Code as text is a problem

5 May, 2017 · Read in about 3 min · (543 Words)

I’m pretty frustrated right now. I’m doing some refactoring, and it is hard going. I’ve been at it for a couple of hours on a Friday, and I haven’t even started the actual feature I’m trying to introduce.

What I essentially want is to apply some simple transformations to the symbols constituting my program. If my code was a data structure, I could hack this out in 10-15 lines of code and be done with it. This code would both implement and describe the transformation I’m trying to accomplish.

Instead, I have to encode my refactoring as a complicated series of interactions with:

a graphical refactoring tool
sed, grep, contemplation of regexen
various diff visualization utilities

After every tiny change, I stage my changes and inspect them to ensure I haven’t introduced any untowards changes. I create a commit and describe in detail what I did, because the diff shows 5 billion changed lines of code (and I do mean lines, because most visual diff utilities can’t do --word-diff), and it will be impossible to untangle the changes later in code review. I run a watch on all files and pipe them through a reformatter. I rebase and squash things around to reduce the cognitive load of the diffs.

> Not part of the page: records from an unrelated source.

PR #3643, opened 2024-12-10
Add waf default core ruleset as configmap

LorcanMcVeigh:
## For PR author

- [ ] Tests for change.

## For PR reviewers

- [ ] Appropriate labels:

### DIFF
--- a/pkg/controller/applicationlayer/applicationlayer_controller.go
+++ b/pkg/controller/applicationlayer/applicationlayer_controller.go
@@ -45,6 +45,8 @@ import (
 	logf "sigs.k8s.io/controller-runtime/pkg/log"
 	"sigs.k8s.io/controller-runtime/pkg/manager"
 	"sigs.k8s.io/controller-runtime/pkg/reconcile"
+
+	coreruleset "github.com/corazawaf/coraza-coreruleset/v4"
 )
 
 const ResourceName = "applicationlayer"
@@ -124,6 +126,14 @@ func add(mgr manager.Manager, c ctrlruntime.Controller) error {
 		)
 	}
 
+	err = utils.AddConfigMapWatch(c, applicationlayer.DefaultCoreRuleset, common.OperatorNamespace(), &handler.EnqueueRequestForObject{})
+	if err != nil {
+		return fmt.Errorf(
+			"applicationlayer-controller failed to watch ConfigMap %s: %v",
+			applicationlayer.DefaultCoreRuleset, err,
+		)
+	}
+
 	// Watch mutatingwebhookconfiguration responsible for sidecar injetion
 	err = c.WatchObject(&admregv1.MutatingWebhookConfiguration{ObjectMeta: metav1.ObjectMeta{Name: common.SidecarMutatingWebhookConfigName}},
 		&handler.EnqueueRequestForObject{})
@@ -135,6 +145,7 @@ func add(mgr manager.Manager, c ctrlruntime.Controller) error {
 	maps := []string{
 		applicationlayer.EnvoyConfigMapName,
 		applicationlayer.ModSecurityRulesetConfigMapName,
+		applicationlayer.DefaultCoreRuleset,
 	}
 	for _, configMapName := range maps {
 		if err = utils.AddConfigMapWatch(c, configMapName, common.CalicoNamespace, &handler.EnqueueRequestForObject{}); err != nil {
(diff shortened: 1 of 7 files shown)


pkg/controller/applicationlayer/applicationlayer_controller.go
```diff
@@ -450,6 +467,30 @@ func getDefaultCoreRuleset(ctx context.Context) (*corev1.ConfigMap, error) {
...
+		return nil, err
+	}
+	return ruleset, nil
+}
+
+func getOSWAPCoreRuleSet(ctx context.Context) (*corev1.ConfigMap, error) {
+	ruleset, err := embed.AsConfigMap(
+		applicationlayer.DefaultCoreRuleset,
+		common.OperatorNamespace(),
+		coreruleset.FS,
```
gantony, line 493: The naming is confusing here (`getOSWAPCoreRuleSet()` and `getCorazaRuleSet()`). `coreruleset.FS` refers to https://github.com/corazawaf/coraza-coreruleset/tree/main/rules, which I would refer to as the `coraza-ruleset`. Within this `coraza-ruleset`, there is the `@owasp_crs` folder which contains the `coreruleset` taken from https://github.com/coreruleset/coreruleset/tree/main/rules. 

I think the `default-coreruleset` config-map should contain the content of `@owasp_crs`. The rest of `coraza-ruleset` (as I call it :sweat_smile:) is basically what we have in `modsecurity-ruleset` and `tigera.conf`...

pkg/render/applicationlayer/applicationlayer.go
```diff
@@ -56,7 +56,10 @@ const (
 	DikastesContainerName            = "dikastes"
 	ModSecurityRulesetVolumeName     = "modsecurity-ruleset"
 	ModSecurityRulesetVolumePath     = "/etc/modsecurity-ruleset"
+	DefaultCoreRulesetVolumeName     = "coreruleset-default"
+	DefaultCoreRulesetVolumePath     = "/etc/coreruleset-default"
```
gantony, line 60: Please change to `DefaultCoreRulesetVolumePath = "/etc/modsecurity-ruleset/coreruleset-default"` (adapt if you rename `modsecurity-ruleset`)

pkg/render/applicationlayer/applicationlayer.go
```diff
@@ -330,6 +335,11 @@ func (c *component) containers() []corev1.Container {
 						MountPath: ModSecurityRulesetVolumePath,
 						ReadOnly:  true,
 					},
+					{
```
gantony, line 338: The order matters a lot here. Maybe a comment would be good or a test about the order. Comment in the test maybe?

gantony (changes requested):
Beside the comment, need to update `tigera.conf` too to make this work together:
replace `Include @owasp_crs/*.conf` with `Include /etc/modsecurity-ruleset/coreruleset-default/*.conf`.

pkg/render/applicationlayer/embed/embed.go
```diff
@@ -37,7 +37,7 @@ func init() {
 	}
 }
 
-func AsMap() (map[string]string, error) {
+func AsMap(fileSystem fs.FS) (map[string]string, error) {
```
electricjesus, line 40: I think you can just add corerulesetFS as this package's global variable (like FS fs.FS above) so you don't need to have to specify this as a parameter.


You can also merge both FS'es together e.g.:

```golang
import (
	"embed"
	"fmt"
	"io/fs"
	
	"github.com/jcchavezs/mergefs"
	
	coreruleset "github.com/corazawaf/coraza-coreruleset/v4"
	
	corev1 "k8s.io/api/core/v1"
)

var (
	FS fs.FS

        coreruleset.FS
        
	//go:embed coreruleset
	crsFS embed.FS
)

func init() {
	crsSubFS, err := fs.Sub(crsFS, "coreruleset")
	if err != nil {
		panic(err)
 	}
 	
 	FS = mergefs.Merge(coreruleset.FS, crsSubFS)
 }
```

doing it this way you can make new file entry assertions in embed_test.go where you expect a bunch of files that should appear on in the FS object if you walk it

pkg/render/applicationlayer/embed/embed.go
```diff
@@ -48,23 +48,27 @@ func AsMap() (map[string]string, error) {
 			return err
 		}
 
-		if b, err := fs.ReadFile(FS, path); err != nil {
+		if d.Name()[0] == '@' {
```
electricjesus, line 51: not sure why this is done? are we skipping any directories prefixed with '@'? I thought rules were in a directory named '@owasp-' something

electricjesus (commented):
overall looks good, just wanted to know about a few things first

pkg/render/applicationlayer/embed/embed.go
gantony: Yes that works by accident, need to make the logic clearer.

LorcanMcVeigh: "by accident" i think you mean "very skilfully"

pkg/render/applicationlayer/embed/embed.go
LorcanMcVeigh: im not sure I follow. The idea behind add the function parameter was so that I could generate a different configmap based on the coraza coreruleset as well as the existing configmap that contained `tigera.conf`. 
Would doing it this way not make it 1 configmap altogether?

electricjesus: Got on a zoom with Lorcan, and he helped me undestand this better -- resolved

pkg/controller/applicationlayer/applicationlayer_controller.go
electricjesus: there was an agreement to do this in a separate PR -- resolved conversation

pkg/render/applicationlayer/embed/embed.go
gantony: Changing this turned out to be easier than anticipated :smile: 
image

gantony:
Replaced by #3649.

This is a giant pain in the ass. And it doesn’t really seem like there is any good reason for it to be this hard, aside from our rather arbitrary decision to represent code as streams of characters split across a bunch of files. In fact, we’ve invented all kinds of bullshit that is only necessary because code has no structured representation:

Super-advanced text editors
Linters, printers, configuration thereof, and SCM/CI integration for these
Style guides
Refactoring tools like Resharper
Code analysis (and code analysis optimization)
Advanced source control management systems
- Git, darcs, camp
- Tools to help us with complicated merges
Macros, headers, linkers, etc. etc.

Don’t get me wrong, I don’t have anything in particular against using a textual interface to modify code. In fact, there is a certain agility to manipulating code-as-text that just wouldn’t be there if we stored code in, say, databases.

But can’t we can have our cake and eat it too? If the primary representation of every programming language was data, editing it as text would simply be a question of serializing it out to some convenient syntax and file structure. When the programmer wants to modify code, render it into a textual representation. When they’re done, parse it back into nice, inspectable data.

Obviously this isn’t some super-new, crazy idea; homoiconic languages like Lisp(s) have been around for ages. I just wish it was across the board. I mean, at the very least everyone has to tokenize their language; how about starting there?

Representing code as data would have some totally rad consequences, like:

Sexy, simple-to-reverse patch representations in SCMs for transformations like renaming stuff, e.g. { alias: { old: "thissymbol", new: "thatsymbol" } }
Better mergeability
Increased signal to noise when the user is inspecting history
Linter rules for the semantics of your code (who keeps sneaking these static properties in?)
Searching and refactoring the codebase is easy, fast, fun

I know, “shut up and write/use a parser, you dummy”, but I like complaining about things.